I remember my DH coming home to absolute dismay to find me and my mum friends discussing the merits of Tesco over Huggies over pampers wetwipes! He couldn’t believe how boring we were!!! All babies about 4 months old and we were all first time mums met at a group having a cup of tea at mine! At the time it seemed so important!

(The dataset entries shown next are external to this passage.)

Issue #2087, opened 2023-11-03
Dynamic Connection String Not Refreshed in Subsequent Health Checks


MGithubber:
**What happened:**
The AddNpgSql extension method for health checks caches the first NpgsqlDataSource created by the dbDataSourceFactory, which prevents the factory from being invoked on subsequent health checks. This is problematic for scenarios where the database connection string changes over time.

**What you expected to happen:**
I expected the dbDataSourceFactory to be called on every health check invocation to ensure that the most current connection string is used.

**How to reproduce it**:
1) Configure the health checks using the AddNpgSql method with a connectionStringFactory that provides a dynamic connection string.
2) Call the health check endpoint once.
3) Change the underlying connection string that the connectionStringFactory provides.
4) Run the health check again and notice that the change in connection string is not reflected in the health check.

**Source code sample**:
```csharp
using HealthChecks.UI.Client;

using Microsoft.AspNetCore.Diagnostics.HealthChecks;
using Microsoft.Extensions.Options;

var builder = WebApplication.CreateBuilder(args);


builder.Services
    .AddOptions<ConnectionStringOptions>()
    .BindConfiguration(ConnectionStringOptions.SectionName);

builder.Services.AddHealthChecks() // The lambda retrieves the current DefaultDb connection string from the configuration.
    .AddNpgSql(services => services.GetRequiredService<IOptionsSnapshot<ConnectionStringOptions>>().Value.DefaultDb);


var app = builder.Build();


app.UseHttpsRedirection();

app.MapHealthChecks("_health", new HealthCheckOptions
{
    ResponseWriter = UIResponseWriter.WriteHealthCheckUIResponse
});

app.Run();



public class ConnectionStringOptions
{
    public const string SectionName = "ConnectionStrings";

    public string DefaultDb { get; set; } = default!;
}
```

**Environment**:
- .NET Core version: .NET 7
- Healthchecks version: 7.1.0
- Operative system: Windows 11 Pro

sungam3r:
@adamsitnik could you please give a comment? I know you've refactored npgsql HC package.

adamsitnik:
I've introduced this bug in 7.1.0 and I am afraid that it's still a thing with 8.0.0.

The options instance is cached by capturing it in a closure;

[...]

PR #2334, opened 2024-12-05
Remove private static cache from MongoDbHealthCheck

### LINKED ISSUE #2148: Remove private static cache from MongoDbHealthCheck
`MongoDbHealthCheck` is maintaining it's private static cache of instances. It's wrong, as it can cause a memory leak (it won't ever be freed).

Moreover, it's can create instances of `MongoClient`. This is wrong, as it can lead into a situation when we have multiple instances of `MongoClient` that are connected to the same DB: one used by the app and another created and used by the health check. And we should have only one.

We should do the same as in #2040, #2116 and #2096

adamsitnik:
fixes #2148


Alirexaa (approved):
LGTM

adamsitnik:
@eerhardt this change will force the Aspire to do the right thing as well, as now it's using the overload that provides a connection string (and creates a new instance of the client just for the health check)

https://github.com/dotnet/aspire/blob/main/src/Components/Aspire.MongoDB.Driver/AspireMongoDBDriverExtensions.cs#L171

src/HealthChecks.MongoDb/DependencyInjection/MongoDbHealthCheckBuilderExtensions.cs
```diff
@@ -12,40 +12,14 @@ public static class MongoDbHealthCheckBuilderExtensions
     private const string NAME = "mongodb";
 
     /// <summary>
-    /// Add a health check for MongoDb database that list all databases on the system.
+    /// Add a health check for MongoDb that list all databases from specified <paramref name="clientFactory"/>.
```
eerhardt, line 15: This summary is incorrect in some cases because if you pass a databaseName it will just ping that database.

src/HealthChecks.MongoDb/DependencyInjection/MongoDbHealthCheckBuilderExtensions.cs
```diff
@@ -56,198 +30,27 @@ public static IHealthChecksBuilder AddMongoDb(
     /// <returns>The specified <paramref name="builder"/>.</returns>
     public static IHealthChecksBuilder AddMongoDb(
         this IHealthChecksBuilder builder,
-        string mongodbConnectionString,
-        string mongoDatabaseName,
+        Func<IServiceProvider, IMongoClient>? clientFactory = default,
+        Func<IServiceProvider, string>? databaseNameFactory = default,
```
eerhardt, line 34: Should we also have an overload that instead returns an `IMongoDatabase` instead of both of these?

adamsitnik: Good point. I've added such an overload, but I could not have made the factory optional argument, as compiler would not be able to choose what `.AddMongo()` means. I expect `IMongoDatabase` to be less frequently used, so I've made the `Func<IServiceProvider, IMongoDatabase> dbFactory` argument mandatory.

eerhardt: > so I've made the Func<IServiceProvider, IMongoDatabase> dbFactory argument mandatory.

Yep. that sounds right to me.

eerhardt (approved):
LGTM. Thanks!

src/HealthChecks.MongoDb/DependencyInjection/MongoDbHealthCheckBuilderExtensions.cs
```diff
@@ -56,56 +30,35 @@ public static IHealthChecksBuilder AddMongoDb(
...
         string? name = default,
         HealthStatus? failureStatus = default,
         IEnumerable<string>? tags = default,
         TimeSpan? timeout = default)
     {
         return builder.Add(new HealthCheckRegistration(
             name ?? NAME,
-            sp => new MongoDbHealthCheck(mongodbConnectionString, mongoDatabaseName),
+            sp => Factory(sp, clientFactory, databaseNameFactory),
```
eerhardt, line 42: @adamsitnik - this will execute the `clientFactory` every time health checks are run. Is that intentional?

adamsitnik: @eerhardt yes, because some clients may register something else than a singleton. For example a client instance that is valid only for some period of time like in https://github.com/Xabaril/AspNetCore.Diagnostics.HealthChecks/issues/2087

But it WAS important at the time, chatting about your babies, bonding, making friends..I would love to have had some mum friends when I had my first DS, I had moved to a new town and didnt have any friends. There didnt seem to be any mum & baby groups and it felt very lonely

Sartre · 30/05/2026 07:12

I’ll be honest and say I have never been able to make friends with other mums from groups like this or from school etc for this reason. I don’t think it even ends once they’re past baby/toddler stage from my experience. DH said I’m being unfair and it’s because that’s the main thing you have in common so of course they want to chat about that. I really find it very tedious, it isn’t interesting to me…

My youngest is almost 6 and the chatter is still completely inane. Often about class teachers, things going on within the classroom, have you heard they’re implementing x and y from next year in the school, school trips coming up, the hassle of non uniform days etc. So very dull. I think it’s more pronounced in mums who place their DC at the centre of their universe.

Puffinsandcoffee · 30/05/2026 07:44

Boring/ interesting is pretty subjective tho. Its not like "discussing the arts, literature, philosophy" or whatever else someone might put on a dating profile is inherently interesting - if the person doing the discussing is a crashing bore. On the other hand, I've been in pain from laughing at a story about a leaky nappy, in the context of a discussion about the merits of different nappy brands.

If nappies and Calpol are the subjects people are interested in, you'll be the bore if you insist on talking about the latest Sally Rooney novel that no one else has had time to read. And any subject can be interesting in the right hands.